The paleo diet excludes cultivated grains, legumes, dairy and refined sugar but allows high FODMAPs. This diet is generally very high in fibre as well as meats. Comfort foods can include seeds and high fibre, complex sugar fruit like dates and figs - real problem foods for most of us.

The Specific Carbohydrate Diet was founded prior to the FODMAP theory and disallows grains and polysaccharides like potatoes and other high starch foods but allows FODMAPs. This diet features breads made from almond or coconut flour. Both are very high in fibre and I found I couldn't tolerate either of them.
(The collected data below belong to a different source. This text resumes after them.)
PR #1450, opened 2019-04-05
Scrape router stats

### LINKED ISSUE #1312: Scrape haproxy metrics
Need a ServiceMonitor to scrape haproxy metrics. Look at the etcd ServiceMonitor as a reference and then figure out the best set of metrics to scrape.

thekad:
Closes #1312 

```release-note
NONE
```


pkg/sync/v5/data/Service/default/router-stats.yaml
```diff
@@ -1,16 +1,13 @@
 apiVersion: v1
 kind: Service
 metadata:
-  annotations:
-    prometheus.io/port: "1936"
-    prometheus.io/scrape: "true"
```
charlesakalugwu: why were these removed?

thekad: these were remnants from a previous implementation of prometheus scraping, not used in this one.

pkg/sync/v5/sync.go
```diff
@@ -300,22 +300,27 @@ func (s *sync) writeDB() error {
 	sort.Strings(keys)
 
 	// crd needs to land early to get initialized
+	s.log.Debug("applying crd resources")
```
jim-minter: if adding these, make sure we don't run at level debug by default - we were way too noisy and I don't want to go back there

jim-minter:
lgtm - one thing to check up - ping me when you want the lgtm label

Makefile
```diff
@@ -117,7 +117,7 @@ sync-image: sync $(IMAGEBUILDER) pullregistry
 
 .PHONY: sync-run
 sync-run: generate
-	go run -ldflags ${LDFLAGS} ./cmd/sync -run-once
+	go run -ldflags ${LDFLAGS} ./cmd/sync -run-once -loglevel Debug
```
thekad: under normal operations the sync pod container runs on the default Info level, manually running the sync pod runs with Debug level

pkg/sync/v5/sync.go
thekad: Increased default level to Info

cmd/sync/sync.go
```diff
@@ -24,7 +24,7 @@ var (
 	dryRun    = flag.Bool("dry-run", false, "Print resources to be synced instead of mutating cluster state.")
 	once      = flag.Bool("run-once", false, "If true, run only once then quit.")
 	interval  = flag.Duration("interval", 3*time.Minute, "How often the sync process going to be rerun.")
-	logLevel  = flag.String("loglevel", "Debug", "valid values are Debug, Info, Warning, Error")
+	logLevel  = flag.String("loglevel", "Info", "valid values are Debug, Info, Warning, Error")
```
jim-minter: would like to see this made the default for all our containers - @mjudeikis perhaps you can pick that up in #1464?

The fast tract diet, which I can't find much information on, limits resistant starch, and some FODMAPs but allows other FODMAPs which are known problem foods: cabbage, asparagus and sprouts for instance. As far as I'm aware, this diet also allows white bread, a favourite comfort food but one of the worse foods for constipation. The founder uses a fermentation algorithm to calculate the fermentability of foods by adding the total net carbs, fibre and sugar alcohol and glycemic index however allows some higher GI rice types such as Jasmine or sticky, glutinous rice. Rice is a constipating food for many of us regardless of its glycemic index.

Generally none of these diets limit a food according to its "constipation potential". Simple carbs like rice and white bread might not be as fermentable but can cause IBS symptoms if they can't be evacuated efficiently.

Constipation is poorly understood and no-one really knows exactly how and why certain foods resist moving through. If the fermentability aspect of foods were all we had to worry about IBS would have been solved decades ago. Foods that don't evacuate easily are the other side of the problem and constipation could underlie most forms of IBS.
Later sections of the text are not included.